The pipeline configuration (which pipeline units in what configuration) is determined dynamically on each adviser start. This enables construction of the pipeline depending on an input vector (e.g. packages used, Python indexes configured, library usage, recommendation type and such). Each pipeline unit requests to be registered to the pipeline configuration until the pipeline configuration has been changed, indicating that the unit has been registered? This loop respects __all__ listing of the respective thoth.adviser.boots, thoth.adviser.sieves, thoth.adviser.strides, thoth.adviser.steps and thoth.adviser.wraps module.

It’s good to note how pipeline units should be listed in __all__:

  1. If a pipeline unit Foo depends on another pipeline unit, say Bar, the pipeline unit Foo should be stated before Bar in the __all__ listing.

  2. It’s a good practice to place pipeline units that remove/filter packages from an application stack sooner than pipeline units that perform other tasks (e.g. scoring, adding package information, …). As packages are filtered, the code of other units is performed less time making the pipeline run more optimal.

  3. If a pipeline unit Foo is less expensive than another pipeline unit, say Bar, the pipeline unit Foo should be stated before Bar in the __all__ listing.

An example of a pipeline unit that is considered expensive is a pipeline unit that performs a knowledge graph query (the more queries or more expensive queries, the more pipeline unit is expensive). Note the overhead needed to query the knowledge base.

Which pipeline unit type should be chosen?

Sometimes it might be tricky to select the right pipeline unit. Multiple unit types were designed to provide a framework for resolver to easily write units. These units have different overhead and are designed for specific use cases. It’s crucial to select the right pipeline unit for the right use case to keep the pipeline performing well.
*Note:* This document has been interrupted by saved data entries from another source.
PR #3987, opened 2019-08-02
Fix CI resolving to bundled JDK

Mpdreamz:
This works  currently works locally but not on azure devops where it falls back to the installed JRE8 which the snapshots build no longer accepts as a valid java version.

This PR updates abstractions to version that prints JAVA_HOME just before starting elasticsearch and forces it on the Process instance


src/CodeGeneration/ApiGenerator/Views/LowLevel/RequestParameters/RequestParameters.cshtml
```diff
@@ -26,12 +26,14 @@ namespace Elasticsearch.Net@(ns)
...
 	{
 		var r = endpoint.RequestParameterImplementation;
+		var supportsBody = endpoint.Body != null;
 		var names = r.CsharpNames;
 <text>
 	///<summary>Request options for @names.MethodName <para>@r.OfficialDocumentationLink</para></summary>
 	public class @names.ParametersName : RequestParameters<@names.ParametersName> 
 	{
 		public override HttpMethod DefaultHttpMethod => HttpMethod.@r.HttpMethod;
+		public override bool SupportsBody => @(supportsBody ? "true" : "false");
```
russcam: Can this just be `@supportsBody`?

Mpdreamz:
https://github.com/elastic/elasticsearch/issues/44902

This will now raise an error if a body was sent but was left unconsumed by the server which is a great addition.

`SupportsBody` now makes it way to our codegen to make sure we never sent a body if no body is documented.

src/CodeGeneration/ApiGenerator/Views/LowLevel/RequestParameters/RequestParameters.cshtml
Mpdreamz: It can will follow up :)

PR #3992, opened 2019-08-06
Expose external refreshes through the stats API

codebrain:
Expose external refreshes through the stats API

### DIFF
--- a/src/Nest/CommonOptions/Stats/RefreshStats.cs
+++ b/src/Nest/CommonOptions/Stats/RefreshStats.cs
@@ -13,5 +13,11 @@ namespace Nest
 
 		[DataMember(Name ="total_time_in_millis")]
 		public long TotalTimeInMilliseconds { get; set; }
+
+		[DataMember(Name ="external_total")]
+		public long ExternalTotal { get; set; }
+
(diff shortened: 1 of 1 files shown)


src/Nest/CommonOptions/Stats/RefreshStats.cs
```diff
@@ -13,5 +13,11 @@ public class RefreshStats
 
 		[DataMember(Name ="total_time_in_millis")]
 		public long TotalTimeInMilliseconds { get; set; }
+
+		[DataMember(Name ="external_total")]
+		public long ExternalTotal { get; set; }
```
russcam: minor nitpick: XML doc to indicate that this is only valid for Elasticsearch 7.2.0+

src/Nest/CommonOptions/Stats/RefreshStats.cs
```diff
@@ -13,5 +13,11 @@ public class RefreshStats
...
+
+		[DataMember(Name ="external_total_time_in_millis")]
+		public long ExternalTotalTimeInMilliseconds { get; set; }
```
russcam: minor nitpick: XML doc to indicate that this is only valid for Elasticsearch 7.2.0+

The most expensive pipeline units are steps. They are run each time a package is about to be added to resolver’s internal state. As it is the most expensive one, it also provides the most information for a pipeline unit developer - which package in which specific version is about to be added to a partially resolved state and what the resolver state looks like. These units are the only ones that can affect the final unit score.

The second most expensive pipeline units are sieves. They do not provide access to resolver’s internal state, but are called each time there are packages in specific versions considered for further resolution. As the name suggests, these units filter out packages that should not occur in the final software stack. These units, unlike steps, do not provide access to resolver’s internal state (states are created out of the packages that were not filtered by sieves).

The third most expensive pipeline units are strides. They are called on each fully resolved state that eventually (if all wraps accept fully resolved state by resolver) form the recommended software stack (hence become final states).

The most cheapest pipeline units are boots and wraps. Boot pipeline unit types were designed to prepare resolver, the input vector coming to the resolver or pipeline units. Wrap pipeline unit types make final changes to final states that are not relevant to the state score, packages resolved in the final state or resolver input vector.

Refer to sections specific to pipeline unit types for examples and more information.

Unroll pipeline units

To keep the resolver performing well, try to always unroll all the operations that do not need to be included in the actual pipeline unit run method and put these operations to pre or post run methods. In that case, pipeline units can configure/prepare for a resolver run in advance, keeping the initialization part out of the actual pipeline run. Note the run method of a pipeline unit can be called thousands times in a single resolver run so optimizing these pieces matter a lot.